Review: 12 Essential Skills for Great Preaching

12 Essential Skills for Great Preaching
12 Essential Skills for Great Preaching by Wayne McDill
My rating: 4 of 5 stars

Excellent book. This is one of the most practical books on preaching I’ve read. McDill spends the major part of this book focusing on aspects of preparation and a little bit of space is given to pulpit delivery. I think this balance is right because preaching today suffers more from poor preparation than poor delivery. In fact, many preachers are trying to make up for poor preparation through their efforts in delivery, but that doesn’t work.

I had a couple of places where I differed with the author. He didn’t push a/v media in preaching, but I think anything that is short of denouncing it in the most strenuous terms is too soft. In this area, I might be a curmudgeon but I don’t see any reason to change the biblical definition of preaching. I think a/v can serve a good purpose in teaching and other settings, but I believe it has no place in preaching. I’m simply giving my view and understanding here, for every servant stands or falls before his own master.

The skills presented for use in interpreting a passage are very good. He gives real practical help for a preacher to work through the passage on his own before opening other books and such. The first skill a preacher needs to develop is getting the meaning of the text. In fact, it is a skill that preachers ought to constantly be developing and honing.

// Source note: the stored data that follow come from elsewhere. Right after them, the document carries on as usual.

PR #3418, opened 2026-09-18
fix(case): fix defects in eval checks

charlesliu9:
Codex Eval failures:
### skill-case-multi-linear-three-stages
One defect: the three jsonSchema variables got a JSON-encoded string body instead of an object.
```
File "/work/references/_shared/check_linear_three_stages.py", line 223, in main
    if body.get("type") != want_body_type:
AttributeError: 'str' object has no attribute 'get'
```
What the agent wrote into caseplan.json:
`{ "id": "caseMetadata", "type": "jsonSchema", "body": "{\"type\": \"object\"}" }`

The skill is explicit that this is wrong — impl-json.md:408-420 § jsonSchema type: "body and _jsonSchema are objects — those are correct as objects … only default is string-encoded."
So this is an agent defect, not a skill or test defect.
However the checker crashes instead of failing legibly. check_linear_three_stages.py:223 assumes body is a dict. It should reject a string body with an explicit message

### skill-case-edit-bound-task-add-remove
Agent execution error, however the checker use camel cased in the validation, while the CLI emits lowercased, so that it may miss them.

### Validate
https://github.com/UiPath/skills/actions/runs/35398069681


Yiqi517 (approved):
👍

Issue #1703, opened 2018-01-01
High CPU Usage for throbber loading animation on windows with many tabs 


Lej77:
## Short description
I noticed that the throbber loading animation caused hight CPU usage when I had many tabs open. I had only 1 loading tab that used the animation and about 300 other open tabs and my CPU usage went to about 30% for an infinitely loading dummy tab that I used for testing.

## Steps to reproduce

 1. Start Firefox with clean profile.
 2. Install TST.
 3. Download  ["iperf-2.0.9-win64"](https://iperf.fr/iperf-download.php) and run the program with the command `iperf.exe -s -p 8888`.
 4. Open an infinitely loading tab by entering the following URL: [localhost:8888](url).
 5. Observe Firefox CPU usage.
 6. Stop the loading tab.
 7. Open about 100 new tabs (hold `ctrl+t`) and wait for them to finish loading.
 8. Open an infinitely loading tab by entering the following URL: [localhost:8888](url).
 9. Observe high CPU usage for Firefox.

## Expected result
Throbber loading animation' CPU usage should not vary based on number of opened tabs.

## Actual result
Throbber loading animation' CPU usage does vary based on number of opened tabs.

## Environment

 * Platform (OS): Windows 10
 * Version of Firefox: 57.0.3 also on 59
 * Version (or revision) of Tree Style Tab: 2.4.3

Lej77:
This seems to be caused by a Firefox bug. When the animated throbber element is not drawn by Firefox due to optimizations it causes High CPU usage. 

Currently this will always happen since the master throbber element used for animation synchronization is placed offscreen and Firefox will therefore not draw it. To fix this we can place it on screen and then place another element over it to hide it. (Hiding it with `opacity: 0;` or `display: none;` would not work since that would also stop Firefox from drawing it.)

Here is some CSS code that fixes this (it moves the master throbber element located in the `dummy-tabs` section to on-screen area and then covers it using the `extra-background` element):
```CSS
/* TST 2.4.3 HotFix for #1703 - Fix for Performance Issues due to Hidden Master Loading Throbber */
#dummy-tabs {
  top: 0px;
}
#extra-background {
  background: var(--tabbar-bg);
}
```

------------------------------

[...]

PR #3269, opened 2022-12-27
Fix stutters for unsynchronized loading throbbers

Lej77:
I noticed that the loading throbber animation seemed to stutter a lot when it was started. After some testing I found that this only occurred for unsynchronized throbbers. See how the bottom 5 tabs in the GIF below compares to the synchronized tabs at the top of the GIF:

loading animation

I remembered #1703 and investigated whether transparency was the problem again. Currently the background throbber is [always transparent](https://github.com/piroor/treestyletab/blob/d2ba9defe6469f785a04f127fac87d403c147607/webextensions/sidebar/styles/base.css#L271) so I added some custom CSS to disable that transparency:
```css
#dummy-tabs {
    clip: unset !important;
}
```

After that the animations no longer stuttered so that seems to fix the issue. I did some performance testing and unfortunately the change caused higher CPU usage. To minimize this disadvantage the PR makes the background throbber transparent as soon as there are no unsynchronized throbbers. Since the throbbers are only unsynchronized for a short time then maybe the higher CPU usage is worth it for the smoother animations?

# Performance

To easier observe CPU usage of loading tabs I create infinitely loadings tabs using the same method I used in issue #1703.

 2. Install TST.
 3. Open about 200 new tabs (hold `ctrl+t`) and wait for them to finish loading.
 4. Download  ["iperf-2.0.9-win64"](https://iperf.fr/iperf-download.php) and run the program with the command `iperf.exe -s -p 8888`.
 5. Open 10 infinitely loading tabs by entering the following URL: `localhost:8888`.
 6. Scroll so that tabs are not visible in native tabbar.
 7. Scroll so that the loading tabs are visibile in the sidebar.
 8. Observe Firefox CPU usage.
 9. Scroll so that the loading tabs are **not** visibile in the sidebar.
 10. Observe Firefox CPU usage.

I repeat all these steps for 3 different scenarios:

- Invisible: the background loading thobber is transparent.
  - This is the case if no custom CSS is applied to the current TST version.
- Shown: the background loading throbber is **never** transparent but is still hidden behind the sidebar background element.
  - This is the case if the following CSS is applied to the sidebar:
```css
#dummy-tabs {
    clip: unset !important;
}
```
- Dynamic: the background loading throbber is transparent if all throbbers are synchronized.
  - This is the case if this PR is applied.

## CPU usage when all throbbers are unsynchronized

To test this I disabled synchronization with the following css:

```css
/* Never sync loading throbbers */
#sync-throbber {
  animation: unset !important;
}
```

|                    | Invisible  |   Shown    | Dynamic (Same as `Shown`)  |
|--------------------|------------|------------|----------------------------|
| Scrolled into view |    4-6%    |    19%     |           19%              |
| Scroll out of view |    2%      |    14%     |           14%              |

## CPU usage when all throbbers are synchronized

|                    | Invisible  |   Shown    | Dynamic (Same as `Invisible`) |
|--------------------|------------|------------|-------------------------------|
| Scrolled into view |    6-8%    |    5-7%    |         6-8%                  |
| Scroll out of view |    2-3%    |    4-6%    |         2-3%                  |

## Environment

 * Platform (OS): Windows 10
 * Version of Firefox: 108.0.1
 * Version (or revision) of Tree Style Tab: 3.9.11

### DIFF
--- a/webextensions/common/Tab.js
+++ b/webextensions/common/Tab.js
@@ -2143,6 +2143,14 @@ Tab.getNeedToBeSynchronizedTabs = (windowId = null, options = {}) => {
   });
 };
 
+Tab.hasNeedToBeSynchronizedTab = windowId => {
+  return !!TabsStore.query({
+    windowId,
+    tabs:     TabsStore.unsynchronizedTabsInWindow.get(windowId),
+    visible:  true
+  });
+};
+
 Tab.hasLoadingTab = windowId => {
   return !!TabsStore.query({
     windowId,
--- a/webextensions/common/constants.js
+++ b/webextensions/common/constants.js
@@ -219,6 +219,7 @@ export const kTABBAR_STATE_BLOCKING               = 'blocking';
 export const kTABBAR_STATE_BLOCKING_WITH_THROBBER = 'blocking-throbber';
 export const kTABBAR_STATE_BLOCKING_WITH_SHADE    = 'blocking-shade';
 export const kTABBAR_STATE_HAVE_LOADING_TAB       = 'have-loading-tab';
+export const kTABBAR_STATE_HAVE_UNSYNCHRONIZED_THROBBER = 'have-unsynchronized-throbber';
 export const kTABBAR_STATE_THROBBER_SYNCHRONIZING = 'throbber-synchronizing';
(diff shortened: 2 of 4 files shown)


piroor:
Thanks a lot!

This is a textbook for seminary courses on preaching. It includes worksheets and samples that are very helpful. For this reason, it will be good to have a hard copy. I read it on Kindle but I will be getting a hard copy to make more use of the worksheets. I definitely recommend this book and I have two words particularly for young preachers. First, this book is packed with a lot of information. That can be overwhelming because you think how can I incorporate all this into preaching? You can focus on a skill at a time and give it the time you need. I certainly suggest starting with the skills of interpreting a passage. Second, I never approach a book like this with the idea of being a slave to it. The author doesn’t that idea for you either. For instance, he mentions mapping out your own plan of preparation. I will end with this caution. Before you can develop your own plan and way of doing things, you need to understand what you are trying to do and what tools can be used to do it. I think this book can help you with that.